Elasticluster: provisioning computing clusters in the cloud with Python

Nicolas Baer , Antonio Messina

Sat 24 2 p.m.–2:20 p.m. in Dupreel

Abstract

Computational science has a long history of exploiting batch-queueing compute clusters. Traditionally, this required buying and maintaining the compute cluster hardware, with the associated manpower and cost burden, often subtracted from research time and budget. The availability of powerful computing hardware in IaaS clouds is a game changer in this respect, in that it makes cloud computing attractive also for computational workloads that were up to now almost exclusively run on HPC clusters.

We present Elasticluster: a Python command line tool to create, manage and setup compute clusters hosted on cloud infrastructures. Elasticluster can provision clusters on Amazon's Elastic Compute Cloud EC2 (and compatible ones), Google Compute Engine, or private clouds based on OpenStack.

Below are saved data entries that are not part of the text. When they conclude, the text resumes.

Issue #153, opened 2021-12-21
Printing block string fails for lazy evaluated values


fugal-dy:
using graphql-core in the context of Django projects `print_block_string` could receive a proxy object from a lazy translation.

In this case it fails to concatenate the value.

Expected: evaluate the proxy object in place as a string

Cito:
This is now in the main branch and will be available soon in v3.2.

PR #175, opened 2022-06-08
Bugfix: Cast error message to string to handle proxy objects

jkimbo:
Some frameworks (Django as an example) use a lazy evaluated object to represent error messages (https://github.com/django/django/blob/49b470b9187b6be60e573fed08c8f4a87f133750/django/utils/functional.py#L87-L96). This breaks graphql-core when it tries to format the error as a string. 

This PR fixes this bug by forcing the error message to a string when creating a GraphQLError object.

### DIFF
--- a/src/graphql/error/located_error.py
+++ b/src/graphql/error/located_error.py
@@ -29,7 +29,7 @@ def located_error(
         return original_error
     try:
         # noinspection PyUnresolvedReferences
-        message = original_error.message  # type: ignore
+        message = str(original_error.message)  # type: ignore
     except AttributeError:
         message = str(original_error)
     try:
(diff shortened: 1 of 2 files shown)


jkimbo:
I changed my approach to this fix by forcing the error message to a string in the `located_error` function instead of the `GraphQLError.__str__` method.

Cito:
Thank you @jkimbo, will look into this later. I think #153 was something similar.

Cito (approved):
Looks good. In addabc096e5ce7f1f787d58c03788114a9eda2cf I have simplified the test a bit and made it more similar to the other one in `test_block_string`.

jkimbo:
Thanks @Cito

PR #179, opened 2022-09-05
pyproject.toml: description must be one line

singingwolfboy:
See https://github.com/python-poetry/poetry/issues/3610 and https://packaging.python.org/en/latest/specifications/core-metadata/#summary


Cito:
Thank you for the contribution @singingwolfboy and sorry for the delay. This is actually the same as #180 which was already merged, so closing this.

PR #181, opened 2022-09-27
Support custom execution contexts in subscriptions

bkad:
This adds support for the `execution_context_class` argument to `subscribe` which already exists for `execute`. My usecase had an existing need for a custom ExecutionContext for queries, so I was surprised when trying to add subscriptions that it wasn't already supported.


Cito (approved):
Nice.

Cito:
Thanks a lot for your contribution, @bkad.

PR #194, opened 2023-03-02
BugFix: Nested List Input Coercion not matching GraphQL spec

abhinand-c:
This PR fixes the issue of Nested List Input with multiple values not being properly validated as per the schema.

For a nested List ` [[Int!]] `, providing an input value of `[1, 2, 3] `
**[Expected Behaviour](https://spec.graphql.org/October2021/#sel-HAHjBJLDLEBAAADFAb0le):** should raise validation error
**Current Behaviour:** coerce value to `[ [1], [2], [3] ]`

### Changes
- Adds check to validate and raises error for the condition
- Updated tests to reflect the new logic, and validate error

### Refer: 
- https://spec.graphql.org/October2021/#sec-List.Input-Coercion

image

### DIFF
--- a/src/graphql/utilities/coerce_input_value.py
+++ b/src/graphql/utilities/coerce_input_value.py
@@ -70,7 +70,15 @@ def coerce_input_value(
         if is_iterable(input_value):
             coerced_list: List[Any] = []
             append_item = coerced_list.append
+            is_nested_list = bool(is_list_type(item_type) and len(input_value) > 1)
             for index, item_value in enumerate(input_value):
+                if is_nested_list and not is_iterable(item_value):
+                    # All input values should be iterable for multivalued nested list types
+                    on_error(
+                        path.as_list() if path else Path(path, index, None).as_list(),
+                        item_value,
+                        GraphQLError(f"Expected type '{inspect(item_type)}' to be a list."),
+                    )
                 append_item(
                     coerce_input_value(
                         item_value, item_type, on_error, Path(path, index, None)
--- a/src/graphql/utilities/coerce_input_value.py
+++ b/src/graphql/utilities/coerce_input_value.py
@@ -70,14 +70,18 @@ def coerce_input_value(
         if is_iterable(input_value):
             coerced_list: List[Any] = []
             append_item = coerced_list.append
-            is_nested_list = bool(is_list_type(item_type) and len(input_value) > 1)
+            is_nested_list = bool(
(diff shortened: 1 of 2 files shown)


Cito:
Hi @abhinand-c , and thank you for reporting and providing a fix. May I suggest that next time you create an issue before posting a PR ? We can then discuss what's the best way to solve the problem before you invest too much time.

I believe you're right in that the coercion rule (coercion needs to be distinguished from validation) is not properly implemented according to the latest spec. The implementation was correct regarding the older spec of 2016, but it looks like in 2018 the spec was [changed](https://github.com/graphql/graphql-spec/pull/436/files), and this change was not incorporated into GraphQL.js of which GraphQL-core is a port.

The proper procedure to fix this is to open an issue for GraphQL.js, maybe followed by a PR with a fix for TypeScript, and when this is merged into GraphQL.js, the same fix will be ported to Python. By following this procedure we make sure the code base does not deviate, the JavaScript users benefit as well, and we can have a discussion with the larger JavaScript community and GraphQL experts on what's the best way to fix it and review the PR.

Let me know if you want to take care of that, or if you want me to do it and if I can take your code as a base for a possible PR in GraphQL.js.

abhinand-c:
Hi @Cito , thanks for the guiding me in the right way, I'll definitely follow the proper procedure next time. I have raised the issue in GraphQL.js (https://github.com/graphql/graphql-js/issues/3858). 

Also, currently in this PR my commits were not signed, shall I proceed to update my commits and sign them? 
Is there anything else that I should have taken care of as a first time contributor here?

Cito:
No worries @abhinand-c it's all well. GraphQL.js is our upstream project. The guidelines for contributing to GraphQL.js are [these](https://github.com/graphql/graphql-js/blob/main/.github/CONTRIBUTING.md) if you want to create a PR there, but here we are a bit more relaxed.

abhinand-c:
Hi, I have updated old (unsigned) commits and replaced them with signed commits by force pushing.

erikwrede:
Upstream update: https://github.com/graphql/graphql-spec/pull/1057#issuecomment-2392084498

Once the spec PR is merged, we can close this PR, as the table this relied on was adjusted to allow our explicit case.

abhinand-c:
Closing this PR as spec was updated to clarify the isssue, and no change in implementation is required.  

**Ref:** 
- https://github.com/graphql/graphql-js/issues/3858#issuecomment-2495638447
- https://github.com/graphql/graphql-spec/pull/1057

What sets Elasticluster apart from similar attempts (e.g., STARcluster, Rocks’ Virtual Cluster) is the fact that the entire cluster configuration, including what software to install and how to set it up, is stored in text files on the client side. This allows a few very desirable features:

The same cluster set up can be executed on different cloud infrastructures.
There is no dependency on pre-configured VM images: a cluster can be installed on top of a basic Linux installation.
Different types of compute clusters can be installed: traditional batch-queueing systems (e.g., SLURM, Grid Engine, TORQUE+MAUI), Map/Reduce systems (Hadoop), etc.

More generally, Elasticluster allows “mix and match” of cluster components, by leveraging the Ansible roll-out and configuration engine (Ansible is written in Python and uses YAML as a configuration/scripting language). New cluster configurations can be added by providing new Ansible playbooks.

We would like to show how Elasticluster is used at the Grid Computing Competence Center to enable self-service provisioning of compute infrastructures by research groups, and how it is used by systems administrators to set up test environments for new versions of the computational and systems software.

In the proposed talk will present how Elasticluster could be used to enable an existing HPC workload on a cloud infrastructure; will also present the software architecture of Elasticluster and how it can be used from other Python programs to automate infrastructure provisioning.